In the data below, find every line with the word "values" and copy it.

(Saved data entries)
-*-*-
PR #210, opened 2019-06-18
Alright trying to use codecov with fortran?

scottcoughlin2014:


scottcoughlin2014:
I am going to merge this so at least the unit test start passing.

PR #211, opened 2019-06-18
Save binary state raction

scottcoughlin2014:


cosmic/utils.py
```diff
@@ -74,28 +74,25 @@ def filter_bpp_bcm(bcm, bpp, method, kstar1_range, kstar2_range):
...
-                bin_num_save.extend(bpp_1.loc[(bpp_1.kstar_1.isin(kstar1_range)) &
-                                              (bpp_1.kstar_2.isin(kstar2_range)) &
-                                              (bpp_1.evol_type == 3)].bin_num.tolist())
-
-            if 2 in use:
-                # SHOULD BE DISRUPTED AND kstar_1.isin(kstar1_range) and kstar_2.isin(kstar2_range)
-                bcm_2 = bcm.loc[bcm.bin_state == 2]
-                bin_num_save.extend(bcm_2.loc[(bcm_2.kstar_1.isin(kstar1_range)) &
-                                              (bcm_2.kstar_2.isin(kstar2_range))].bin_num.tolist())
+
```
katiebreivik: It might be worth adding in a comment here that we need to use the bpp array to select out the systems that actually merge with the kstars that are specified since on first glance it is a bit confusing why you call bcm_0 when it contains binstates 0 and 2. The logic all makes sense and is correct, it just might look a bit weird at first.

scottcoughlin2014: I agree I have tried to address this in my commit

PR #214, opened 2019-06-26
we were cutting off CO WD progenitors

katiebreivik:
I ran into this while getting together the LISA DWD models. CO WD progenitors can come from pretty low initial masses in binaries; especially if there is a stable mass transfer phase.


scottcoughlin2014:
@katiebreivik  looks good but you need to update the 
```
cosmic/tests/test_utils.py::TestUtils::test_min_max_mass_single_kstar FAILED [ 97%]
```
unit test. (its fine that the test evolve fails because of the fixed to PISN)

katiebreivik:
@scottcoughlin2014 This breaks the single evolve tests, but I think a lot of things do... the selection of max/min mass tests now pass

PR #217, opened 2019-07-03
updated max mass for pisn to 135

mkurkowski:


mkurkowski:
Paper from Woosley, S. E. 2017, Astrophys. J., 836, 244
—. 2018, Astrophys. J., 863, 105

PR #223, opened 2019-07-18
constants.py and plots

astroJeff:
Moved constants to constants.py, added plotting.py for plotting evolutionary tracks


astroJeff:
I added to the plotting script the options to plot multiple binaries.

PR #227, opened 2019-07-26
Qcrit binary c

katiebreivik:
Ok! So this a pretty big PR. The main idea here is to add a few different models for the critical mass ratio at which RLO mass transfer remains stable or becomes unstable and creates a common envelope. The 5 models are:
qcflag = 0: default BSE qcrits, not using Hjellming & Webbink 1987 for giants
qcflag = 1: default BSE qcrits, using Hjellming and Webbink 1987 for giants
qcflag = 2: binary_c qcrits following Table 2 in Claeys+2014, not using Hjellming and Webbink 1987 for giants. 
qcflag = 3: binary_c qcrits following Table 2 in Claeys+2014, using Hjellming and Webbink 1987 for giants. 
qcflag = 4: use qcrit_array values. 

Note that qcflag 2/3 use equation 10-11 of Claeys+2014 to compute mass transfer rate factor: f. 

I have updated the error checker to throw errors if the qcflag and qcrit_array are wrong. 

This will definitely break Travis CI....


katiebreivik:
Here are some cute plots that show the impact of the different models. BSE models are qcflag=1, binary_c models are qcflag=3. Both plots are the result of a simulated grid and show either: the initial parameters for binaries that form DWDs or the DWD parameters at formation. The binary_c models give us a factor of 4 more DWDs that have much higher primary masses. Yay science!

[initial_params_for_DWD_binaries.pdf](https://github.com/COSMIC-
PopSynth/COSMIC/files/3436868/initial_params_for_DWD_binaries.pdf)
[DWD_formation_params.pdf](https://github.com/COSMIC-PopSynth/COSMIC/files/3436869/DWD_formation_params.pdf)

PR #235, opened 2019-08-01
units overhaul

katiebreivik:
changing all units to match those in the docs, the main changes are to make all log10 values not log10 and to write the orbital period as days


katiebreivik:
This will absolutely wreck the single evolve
-*-*-
• [OUTPUT OF THE TASK]:
qcflag = 4: use qcrit_array values. 
changing all units to match those in the docs, the main changes are to make all log10 values not log10 and to write the orbital period as days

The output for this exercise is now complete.